[Records from a data source]
=== Section Start ===

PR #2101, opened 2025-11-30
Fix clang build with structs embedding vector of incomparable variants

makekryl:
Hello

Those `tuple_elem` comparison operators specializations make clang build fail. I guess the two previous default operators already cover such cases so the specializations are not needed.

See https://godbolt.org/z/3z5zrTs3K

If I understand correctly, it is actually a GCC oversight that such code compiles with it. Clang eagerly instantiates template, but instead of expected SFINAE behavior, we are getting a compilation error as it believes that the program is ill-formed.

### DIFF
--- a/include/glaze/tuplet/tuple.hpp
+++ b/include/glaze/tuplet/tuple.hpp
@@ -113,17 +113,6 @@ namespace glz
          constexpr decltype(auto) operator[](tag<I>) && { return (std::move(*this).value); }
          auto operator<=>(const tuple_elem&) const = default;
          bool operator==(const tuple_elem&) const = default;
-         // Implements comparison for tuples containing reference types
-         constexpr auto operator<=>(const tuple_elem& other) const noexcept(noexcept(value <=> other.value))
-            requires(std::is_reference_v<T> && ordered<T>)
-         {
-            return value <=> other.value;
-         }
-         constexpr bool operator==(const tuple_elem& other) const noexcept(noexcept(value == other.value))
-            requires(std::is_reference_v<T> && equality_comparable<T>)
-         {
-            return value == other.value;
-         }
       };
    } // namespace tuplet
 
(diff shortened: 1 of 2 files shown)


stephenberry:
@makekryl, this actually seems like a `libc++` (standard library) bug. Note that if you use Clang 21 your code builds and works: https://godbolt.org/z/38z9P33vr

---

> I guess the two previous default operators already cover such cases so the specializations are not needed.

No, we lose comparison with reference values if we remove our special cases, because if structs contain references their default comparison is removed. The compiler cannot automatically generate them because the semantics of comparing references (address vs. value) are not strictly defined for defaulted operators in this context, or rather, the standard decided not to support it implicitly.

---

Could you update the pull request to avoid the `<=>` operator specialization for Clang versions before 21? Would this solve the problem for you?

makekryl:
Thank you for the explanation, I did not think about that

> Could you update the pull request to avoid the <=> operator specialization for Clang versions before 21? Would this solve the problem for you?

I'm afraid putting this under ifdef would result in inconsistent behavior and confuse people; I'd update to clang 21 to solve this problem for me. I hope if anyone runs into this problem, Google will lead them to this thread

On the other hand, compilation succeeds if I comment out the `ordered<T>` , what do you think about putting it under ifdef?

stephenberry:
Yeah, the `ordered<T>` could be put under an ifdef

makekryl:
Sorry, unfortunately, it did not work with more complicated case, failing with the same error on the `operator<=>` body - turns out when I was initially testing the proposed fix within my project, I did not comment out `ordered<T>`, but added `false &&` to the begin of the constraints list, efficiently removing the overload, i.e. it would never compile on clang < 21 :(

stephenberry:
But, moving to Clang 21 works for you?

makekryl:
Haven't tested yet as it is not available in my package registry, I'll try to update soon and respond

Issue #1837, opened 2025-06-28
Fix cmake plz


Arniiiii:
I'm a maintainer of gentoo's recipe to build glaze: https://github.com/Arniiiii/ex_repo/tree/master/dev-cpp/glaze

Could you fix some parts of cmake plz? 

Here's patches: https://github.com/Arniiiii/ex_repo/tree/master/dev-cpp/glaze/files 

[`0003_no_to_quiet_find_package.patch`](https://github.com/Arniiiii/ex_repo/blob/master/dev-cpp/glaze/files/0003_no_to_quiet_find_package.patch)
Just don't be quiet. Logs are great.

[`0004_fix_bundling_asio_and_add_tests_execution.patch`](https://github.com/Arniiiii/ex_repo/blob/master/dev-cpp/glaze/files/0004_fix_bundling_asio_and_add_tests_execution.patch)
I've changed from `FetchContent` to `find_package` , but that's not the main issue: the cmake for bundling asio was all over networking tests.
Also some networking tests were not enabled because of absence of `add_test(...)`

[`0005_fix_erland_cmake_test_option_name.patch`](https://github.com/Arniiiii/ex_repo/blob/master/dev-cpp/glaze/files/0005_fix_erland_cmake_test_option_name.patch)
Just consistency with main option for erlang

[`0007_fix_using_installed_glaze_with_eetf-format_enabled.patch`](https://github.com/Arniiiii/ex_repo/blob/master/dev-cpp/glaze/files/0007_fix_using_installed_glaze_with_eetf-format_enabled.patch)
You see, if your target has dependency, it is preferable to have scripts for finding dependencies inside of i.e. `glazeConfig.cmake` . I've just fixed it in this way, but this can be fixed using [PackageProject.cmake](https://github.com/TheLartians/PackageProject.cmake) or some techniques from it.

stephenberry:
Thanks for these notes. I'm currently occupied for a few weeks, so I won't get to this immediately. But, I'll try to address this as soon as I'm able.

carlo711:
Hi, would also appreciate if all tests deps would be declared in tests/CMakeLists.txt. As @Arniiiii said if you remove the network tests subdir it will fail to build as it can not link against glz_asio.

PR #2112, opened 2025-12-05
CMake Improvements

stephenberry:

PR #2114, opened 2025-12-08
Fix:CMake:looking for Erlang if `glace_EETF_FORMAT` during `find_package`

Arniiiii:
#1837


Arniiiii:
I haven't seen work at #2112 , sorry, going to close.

=== Section End ===

Try it – When the line with "and works: https://godbolt.org/z/38z9P33vr" is reached in the data above, begin copying, and stop after the line with "Thank you for"; copy each line exactly, both ends included.

Solution for this exercise –
@makekryl, this actually seems like a `libc++` (standard library) bug. Note that if you use Clang 21 your code builds and works: https://godbolt.org/z/38z9P33vr

---

> I guess the two previous default operators already cover such cases so the specializations are not needed.

No, we lose comparison with reference values if we remove our special cases, because if structs contain references their default comparison is removed. The compiler cannot automatically generate them because the semantics of comparing references (address vs. value) are not strictly defined for defaulted operators in this context, or rather, the standard decided not to support it implicitly.

---

Could you update the pull request to avoid the `<=>` operator specialization for Clang versions before 21? Would this solve the problem for you?

makekryl:
Thank you for the explanation, I did not think about that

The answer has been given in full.